Atardece en La Molineta


Los caminos se pierden bajo el Sol del sur,
descubriendo horizontes desconocidos
que esconden grutas y balsas.
En ellas florece el musgo y da vértigo
pasear por su borde.

Por aquí se respiran
historias de fantasmas que viven
en el antiguo caserón abandonado,
ese que fue escenario de una película
y que el tiempo
ha dejado maltrecho.


Caminar y perderse,
y con perderse
encontrarse


en este lugar tranquilo inundado
por la música de la brisa,
en el que gorriones y distintas aves
parecen tocar las nubes
saboreando el mar naranja
del atardecer en la tierra del Sol.


© Celia Gómez, 2011




La Molineta

La tarde enmudece de colores
mientras ve caerse a trozos la ciudad,
tengo frío,
el color se torna rojizo
y una suave brisa roza mi cara.

Allí al fondo,
en la parte alta de la ciudad
algo se ha roto,
una grieta que no se ve
y una multitud a la que nadie oye
alza las manos al unísono.


Como telón de fondo
un escenario con vistas
y una antigua casa
a punto de desfallecer.


La tarde enmudece de sonidos,
de luz,
y pienso
con tímida torpeza
¿Qué nos queda?
Extrañamente hermoso
su paisaje me mira.

 
© Virginia Fernández, 2011






La puerta de atrás de mi casa


Por la puerta de atrás de mi casa
hay una salida a lo urbano:
cemento, ladrillo, calzada, ruido...
paisaje humano.


Es una ventana por la que no me hace falta salir
para respirar el aire:
saber que tengo una salida es suficiente;
me calma la sangre.


En los días en los que vago inerte,
su verde pinta mis preocupaciones de tranquilidad;
un cielo abierto y sin fronteras
que marcha ajeno al resto de la ciudad.


Por sus caminos
me pierdo,
aunque lo más habitual
es que en ellos
encuentro


rincones donde leí mil páginas,
donde escribí otras tantas,
lugar al que me pude agarrar
fuese cual fuese el momento.


Fue, por la puerta de atrás de mi casa,
donde confesé mis dudas;
con la que estoy en deuda ahora
siempre que la paz me inunda.


De lo poco que me queda,
que me acaricia,

este sitio de mi recreo,

por el que todavía,
y a pesar de mi edad,
-quizás esta sea la palabra adecuada-
juego.

© David del Monte, 2011






Sin muros, verás
 

Almería, vista desde arriba,
camina, duerme, sueña.
Las estrellas forman palabras,
pensamientos, cadenas
uniendo cielo y tierra. 

La arena se desliza,
me roza, me conquista,
y me quedo allí, mirándote,
sonriéndote, bailándote.

Escribo, dibujo, callo.
Sé si ríes, lloras, ardes;
pero para no abandonarte,
necesito manos que me alcen.
Y no son otras que las tuyas.


© Estefanía Martín Sebaquevas, 2011










Conan y Los Bárbaros (versión poema)

Foco de atracción turística.
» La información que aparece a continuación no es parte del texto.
PR #24, opened 2026-07-27
Support pasting over a multi-block selection (Cmd+V)

westerosweb:
## Summary

Multi-block selection supported Copy, Cut, Select All and Delete — but not Paste. `MultiBlockKeyHandler` had no `"v"` case, so `Cmd+V` did nothing while blocks were selected. You could copy a run of blocks and delete a run, but never replace one.

Adds `BlockEditorDocument.replaceBlocks(ids:withMarkdown:)`: removes the selected blocks, inserts the blocks parsed from the pasted markdown at the first selected position, and returns the last pasted block so the caret can be placed.

A non-contiguous selection collapses to that position. That differs from block *move*, which rejects non-contiguous selections — because a move would scramble document order, whereas a replace has no ordering left to preserve.

Paste inside a focused text block is untouched: `BlockTextView.paste(_:)` still owns the clipboard there, and this path only runs while `multiBlockSelection.isActive`.

## How was this verified?

- **11 new tests** — single and contiguous replacement, multi-block expansion, block-structure preservation, returned focus target, the three no-op cases (empty markdown, empty selection, unknown IDs), the non-empty-document invariant, and non-contiguous selection
- **159 tests pass, 0 fail** across all non-LLM suites — no regressions
- `make lint` clean: 0 violations in 410 files (SwiftFormat + SwiftLint `--strict`)
- Build succeeds with no new warnings

- [x] Ran `make setup` at least once, so the pre-commit hooks are installed
- [x] Builds cleanly
- [x] Lints cleanly (`make lint`)
- [x] No new `swiftlint:disable`
- [x] Added/updated tests
- [x] Ran `xcodegen generate`

## Checklist

- [x] Keeps all AI inference and data processing on-device — no network or inference code touched
- [x] No secrets, API keys, or personal data committed
- [x] Followed the standards in CONTRIBUTING.md / CLAUDE.md

## Notes for reviewers

The test suite includes an **emoji + CJK** case deliberately. `1e83485` recently fixed a whole-word find bug that trapped on multi-UTF-16 input, and it survived review partly because the surrounding tests used only ASCII (`"cat"`, `"dog"`, `"aaaa"`). Any text path in this codebase bridges `NSString` UTF-16 offsets and Swift `String` grapheme indices, so multi-byte coverage should be table stakes here.

Manual check worth doing: select several blocks, `Cmd+C`, select a different run, `Cmd+V`. The keyboard dispatch itself has no automated coverage — only the document mutation underneath does.

### DIFF
--- a/Logue.xcodeproj/project.pbxproj
+++ b/Logue.xcodeproj/project.pbxproj
@@ -214,6 +214,7 @@
 		6D86DD0D26811B19EEE00299 /* AIContentScorer.swift in Sources */ = {isa = PBXBuildFile; fileRef = BCC95C3045D2301DCC960849 /* AIContentScorer.swift */; };
 		6E33CC2D3A37790D824199A3 /* MeetingStore+Diarization.swift in Sources */ = {isa = PBXBuildFile; fileRef = E7FD01A02C6FB9C64A0238CF /* MeetingStore+Diarization.swift */; };
 		6E577F8B48F4A11B36E16B66 /* SelectableOptionCard.swift in Sources */ = {isa = PBXBuildFile; fileRef = 54288BA1E89F95FD74442B71 /* SelectableOptionCard.swift */; };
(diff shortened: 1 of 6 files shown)


westerosweb:
Closing — this work is going straight to main rather than through a PR.

PR #25, opened 2026-07-27
Add wikilink graph, document properties, saved views, and inbox

westerosweb:
## Summary

Builds out linking and organisation on top of the existing document model. 17 commits, ~250 new tests, no changes to recording, transcription, or inference.

**Linking and graph**
- `[[wikilinks]]` with a completion menu (`[[` opens a ranked list of documents and meetings), rendered as real links — brackets hidden, hand cursor, click to follow
- `LinkIndex`: outgoing links, backlinks, unresolved targets, resolving across documents *and* meetings
- Links panel in a new **Connect** sidebar group, showing the graph neighbourhood grouped by how each item connects
- Typed relationship fields (`belongs_to` / `has` / `related_to`) with **computed inverses** — declaring one side is enough
- Rename repair: renaming a document retargets every inbound `[[link]]` and relationship field

**Properties and organisation**
- Typed document properties (`type`, `status`, `url`, `due_date`, …) plus arbitrary custom keys, with an inspector panel
- Document types carrying icon, colour, sidebar order, default properties, and a body template
- Saved views with nested all/any filter groups, relative date expressions, and regex
- Bulk actions (tag, trash, move, organise) and a capture-then-organise inbox

**Editor**
- ⌘V over a multi-block selection (copy/cut/delete already existed; paste was the missing verb)
- Remote-image detection in pasted markdown, with SSRF-style protections

**Navigation**
- `logue://` deep links now actually navigate — the notifications previously had no observer
- Back history, so Back after following a link returns to the document you came from

## How was this verified?

- [x] Ran `make setup` at least once, so the pre-commit hooks are installed
- [x] Builds cleanly
- [x] Lints cleanly (`make lint` — SwiftFormat + SwiftLint `--strict`, 449 files, 0 violations)
- [x] No new `swiftlint:disable`
- [x] Added/updated tests — **427 passing, 0 failing**
- [x] Ran `xcodegen generate`

Wikilink clicking and the Back button were also **verified by hand in the running app**, because unit tests over the models did not catch either being unwired (see below).

## Checklist

- [x] Keeps all AI inference and data processing on-device — no inference, network, or model code touched. The one network-adjacent addition (remote-image detection) only *detects* URLs; nothing is fetched in this PR
- [x] No secrets, API keys, or personal data committed
- [x] Followed the standards in CONTRIBUTING.md / CLAUDE.md

## Notes for reviewers

**Please review commit-by-commit.** The messages carry the reasoning and the trade-offs; the squashed diff loses that.

Known trade-offs, each documented at its call site:

1. **Rename repair is not atomic.** Each affected document is saved individually and the encrypted store has no cross-document transaction, so a mid-way failure leaves some repaired and some stale. Stale links surface as "Unresolved" in the Links panel rather than vanishing, so it degrades visibly — but it is not all-or-nothing.
2. **`applyBulk` re-saves every document in the selection.** `WritingDocument` is not `Equatable`, so there is no cheap unchanged check. Judged better than making the whole model `Equatable`; open to the other call.
3. **`logue://space/<uuid>` parses but does not navigate.** Space selection lives in sidebar view state rather than a store, so there is nothing to set. Documented at the `case` instead of faking it.
4. **`LinkIndex` rebuilds rather than invalidating incrementally.** Simpler and correct at current library sizes; worth revisiting if anyone has tens of thousands of documents.

Back-compatibility detail worth a look: every new persisted field is **optional-backed**. Swift's synthesized `Codable` throws `keyNotFound` for a missing non-optional key *even when it has a default*, so a non-optional would make every existing document fail to decode. `isOrganised` additionally defaults to `false` when constructed but `nil` when decoded, so new documents land in the inbox while an existing library reads as already organised rather than flooding it.

**Where I got it wrong, in case it shapes how you review:** three features shipped "done" while broken, each because I tested the code I wrote and inferred the rest of the chain — wikilink clicks (styling, hit-testing and resolution all passed; AppKit never delivered the click), deep links (parsing and dispatch tested; nothing was listening), and the Back button (fixed `goBack()`, but the visible control calls `handleBreadcrumbClick`). All three are fixed and manually confirmed. The general lesson is that this repo has no UI-test coverage, so anything UI-adjacent needs the running app — a UI-test target would be a worthwhile follow-up.


Logue/Engine/MarkdownStyler.swift
```diff
@@ -214,6 +219,63 @@ final class MarkdownStyler {
...
+            // Hide the `|alias` separator and target when an alias is present, so the
+            // display text is what reads.
+            if link.displayText != nil {
+                let inner = (textStorage.string as NSString).substring(with: innerRange)
+                if let pipe = inner.range(of: "|") {
+                    let pipeOffset = inner.distance(from: inner.startIndex, to: pipe.lowerBound)
+                    bracketRanges.append(
+                        NSRange(location: innerRange.location, length: pipeOffset + 1)
+                    )
+                }
```
shanforge: **CRITICAL — this third append breaks the pairing invariant and corrupts unrelated text.**

`pairedDelimiter` documents and relies on `[opening, closing, opening, closing, …]` and pairs by `idx % 2`. An aliased link appends **three** ranges, so every delimiter added after it has flipped parity. `deleteBackward` trusts the pairing and deletes both ranges.

Repro — type `[[A|a]] [[B]]`, put the caret just after `[[` of `[[B]]`, press Backspace:
```
[[A|a]] [[B]]  ->  [[a]] B]]
```
One keystroke silently rewrites a *different* link, and `didChangeText()` persists it. `deleteBackward` lives on `MarkdownNSTextView`, so table cells are affected too.

Suggested fix: keep exactly two ranges per link by folding `Target|` into the **opening** delimiter (`location: link.range.location, length: 2 + pipeUTF16Offset + 1`), or track hidden ranges in a separate `hiddenRanges` array that is excluded from pairing.

Logue/Engine/MarkdownStyler.swift
```diff
@@ -214,6 +219,63 @@ final class MarkdownStyler {
...
+            )
+
+            // Hide the `|alias` separator and target when an alias is present, so the
+            // display text is what reads.
+            if link.displayText != nil {
+                let inner = (textStorage.string as NSString).substring(with: innerRange)
+                if let pipe = inner.range(of: "|") {
+                    let pipeOffset = inner.distance(from: inner.startIndex, to: pipe.lowerBound)
+                    bracketRanges.append(
+                        NSRange(location: innerRange.location, length: pipeOffset + 1)
```
shanforge: **UTF-16 vs grapheme mismatch.** `String.distance(from:to:)` counts `Character`s, but the result is used as an `NSRange.length` (UTF-16 units).

```
"[[Alpha|first]]"    -> {2,6}  want {2,6}   ok
"[[\u{1F600}A|alias]]"      -> {2,3}  want {2,4}   leaks "|alias"
"[[\u{1F468}\u{200D}\u{1F469}\u{200D}\u{1F467}|Family]]" -> {2,2}  want {2,9}   splits the ZWJ sequence
```
Any astral-plane char, ZWJ sequence, flag, or NFD accent before the `|` leaves the raw target and pipe visible and hands `addAttributes` a range that splits a surrogate pair.

Fix: `let pipe = (textStorage.string as NSString).range(of: "|", range: innerRange)` then `NSMaxRange(pipe) - innerRange.location`. This also removes the per-link full-string `substring` copy.

Note the existing tests only place emoji *before* the link, which is where the arithmetic is already correct — that is why this ships green. `InlineAttributeVisitor.swift:101` has the same pre-existing pattern.

Logue/Views/Editor/BlockEditor/Views/BlockTextView.swift
```diff
@@ -1287,6 +1290,22 @@ final class BlockNSTextView: MarkdownNSTextView {
             return
         }
         super.insertText(string, replacementRange: replacementRange)
+
+        // Typing the second `[` completes a `[[` trigger — offer link targets.
+        // Fired once here rather than on every keystroke because NSMenu is modal
```
shanforge, line 1297: **The completion menu fires inside code blocks and hijacks typing.** There is no `markdownStyleEnabled` guard, and code blocks use this same class (`BlockRowView` constructs `BlockTextView(... markdownStyleEnabled: false ...)`).

Repro: focus a code block and type a shell guard `if [[ -z "$x" ]]` (or `a[[1]]` in Python). On the second `[`, a modal `NSMenu` opens, the following keystrokes go to its type-select instead of your code, and Return inserts `[[Some Doc]]`.

Fix: `guard markdownStyleEnabled else { return }` before triggering (ideally also skip inline-code spans).

Separately: `NSMenu.popUp` spins a nested modal run loop from inside `insertText(_:replacementRange:)`, while `NSTextInputContext` is mid-`handleEvent`. Worth deferring presentation one run-loop turn.

Logue/Models/DocumentStore.swift
```diff
@@ -228,9 +236,41 @@ final class DocumentStore {
...
+    ///
+    /// Each affected document is saved individually. A failure part-way through
+    /// therefore leaves earlier documents repaired and later ones stale rather than
+    /// rolling back — the encrypted store has no cross-document transaction. Stale
+    /// links show up as "Unresolved" in the Links panel rather than being lost, so
+    /// partial repair degrades visibly instead of silently.
+    private func repairInboundLinks(from oldTitle: String, to newTitle: String, renamedID: UUID) {
+        guard oldTitle.caseInsensitiveCompare(newTitle) != .orderedSame else { return }
+
+        for document in documents where document.id != renamedID {
```
shanforge, line 256: **Rename repair misses meeting summaries and trashed documents.**

`LinkIndex.build` treats meeting summaries as first-class link *sources*, but this loop only walks `documents`, so renaming a document silently breaks every `[[link]]` inside every meeting summary. Trashed documents are skipped too, so restoring one later yields permanently broken links.

`LinkRenamer.rewriting(body:from:to:)` already works on any string, so covering meetings is small. I would also repair trashed docs — they are cheap, and the alternative is unrecoverable.

Logue/Models/DocumentStore.swift
```diff
@@ -228,9 +236,41 @@ final class DocumentStore {
...
+
+    /// Retargets `[[wikilinks]]` and relationship fields that pointed at the old
+    /// title, so a rename does not silently break every inbound reference.
+    ///
+    /// Each affected document is saved individually. A failure part-way through
+    /// therefore leaves earlier documents repaired and later ones stale rather than
+    /// rolling back — the encrypted store has no cross-document transaction. Stale
+    /// links show up as "Unresolved" in the Links panel rather than being lost, so
+    /// partial repair degrades visibly instead of silently.
+    private func repairInboundLinks(from oldTitle: String, to newTitle: String, renamedID: UUID) {
```
shanforge: **Four other title-mutation paths bypass this repair.** `repairInboundLinks` has exactly one caller (`renameDocument`), but titles are also mutated by:

- `:346` `generateAITitle`
- `:395` `regenerateAITitle` — **also missing `uniqueTitle`**, so it can mint a duplicate title that then hijacks `[[link]]` resolution via first-writer-wins
- `Logue/Agent/Tools/WriteDocumentTools.swift:124`
- `Logue/Services/MeetingStore.swift:305` `renameMeeting` (meetings are link targets)

These are automatic/AI paths, so a user's links break without them doing anything deliberate. Suggest routing every title change through one `rename` entry point that does `uniqueTitle` + repair.

Logue/Views/Editor/PropertiesPanelView.swift
```diff
@@ -0,0 +1,197 @@
...
+
+        default:
+            TextField("Value", text: $draft)
+                .textFieldStyle(.roundedBorder)
+                .font(.callout)
+                .onAppear { draft = value?.displayString ?? "" }
+                .onChange(of: draft) { _, newValue in
+                    // Keep list values as lists so filters can match individual entries.
+                    if case .list = value {
+                        onEdit(.list(newValue.split(separator: ",").map {
```
shanforge: **Opening the panel silently retypes values and writes to disk on every keystroke.**

`onAppear` mutates `draft` *after* the first body evaluation, which is a state change `onChange` observes — so `onEdit` fires with no user input. Merely opening the panel on a `.number(5)` property emits `onEdit(.text("5"))` and destroys the type. `PropertyValue` has 5 cases; this editor handles 2 and funnels the rest into `.text`, so `.number` is unreachable from the UI entirely.

Compounding: this is wired to `store.updateDocument`, which stamps `modifiedAt` and does an encrypted disk write — **per keystroke, undebounced** — while the rest of the editor debounces via `AppConstants.Delays`. And `modifiedAt` is what saved views sort on.

Fix: switch exhaustively over `value` with a `.number` branch that parses back to `Double`, and commit on `.onSubmit`/focus-loss (or debounce) instead of `onChange`.

Logue/Models/DocumentStore+Organisation.swift
```diff
@@ -0,0 +1,184 @@
...
+                Self.logger.error(
+                    "Failed to save \(url.lastPathComponent, privacy: .public): \(error.localizedDescription, privacy: .public)"
+                )
+            }
+        }
+    }
+
+    // MARK: - Saved views
+
+    func addSavedView(_ view: SavedView) {
```
shanforge, line 98: **This whole CRUD surface is unreachable.** `addSavedView`, `updateSavedView`, `deleteSavedView`, `addDocumentType`, `updateDocumentType`, `deleteDocumentType` each have **zero call sites** outside this file (verified by grep across `Logue/`).

Consequences: nothing ever writes `saved-views.json`, so `savedViews` is permanently `[]`, so the `Section("Views")` in `DocumentListPane` (guarded by `!store.savedViews.isEmpty`) can never render. The 293 lines of `SavedView.swift` — nested filter groups, 9 comparators, regex, relative dates — are reachable only from tests. `documentTypes` is likewise never persisted, so the starter types get fresh UUIDs on every launch.

Shipping an on-disk schema that nothing can produce is a future migration liability. Suggest either landing the editor UI in this PR, or splitting these out and landing them with their consumer.

Logue/Models/DocumentStore+Organisation.swift
```diff
@@ -0,0 +1,184 @@
...
+
+    // MARK: - Bulk actions
+
+    /// Applies a bulk transform to the selected documents and saves each changed one.
+    func applyBulk(
+        to ids: Set<UUID>,
+        transform: ([WritingDocument]) -> [WritingDocument]
+    ) {
+        let selected = documents.filter { ids.contains($0.id) }
+        guard !selected.isEmpty else { return }
```
shanforge, line 176: **`applyBulk` skips the cache invalidation and selection cleanup the single-document paths perform.**

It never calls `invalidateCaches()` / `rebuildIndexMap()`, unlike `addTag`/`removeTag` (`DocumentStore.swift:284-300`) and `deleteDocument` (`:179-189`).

Puestos de trabajo.
Unión y turismo, conciencia y pan a la boca.
Pasado, presente y futuro. Progreso y desarrollo.
A poquito a poco. Indiana Jón.
Restaurantes aledaños, hoteles con el encanto
de los antiguos cortijos burgueses,
turistas de piel roja dejándose las libras,
viviendas vacías, progreso y paisaje,
ciudadanos viviendo de su tierra,
tiendecitas de postales sin impacto,
bares con fotos de Arnold Chachonaguer,
de jinetes que vinieron del oeste
de la diva del cine de los años sesenta.

Pasotismo almeriensista, falta de luces,
licencias municipales, tan legales, tan idiotas,
qué bárbaras las bacaladas empresariales.
 

Plaza de la Catedral, John Lennon, 800 balas,
arquitectura del agua, Mesón El Gitano,
Steven Spielberg, pajaritos por aquí, José Sancho,
Claudia Cardinale, aljibes y Cable Inglés,
Steve Mcqueen, bosque de pitas, Henry Fonda,
Eastwood, Lee Van Cliff, Brigitte Bardot,
Barón Munchausen, Patton, Lawrence de Arabia,
Escuela de Artes, barrio de Pescadería,
O’Toole, José Luis Estévez, Raquel Welch,
La Rambla, Chiquito de la Calzada, Juan Megino,
Sean Connery, Cerro de San Cristóbal, próxima apertura,
¿Mande? ¿Sigo? ¿A what? ¿Casa Museo del Cine?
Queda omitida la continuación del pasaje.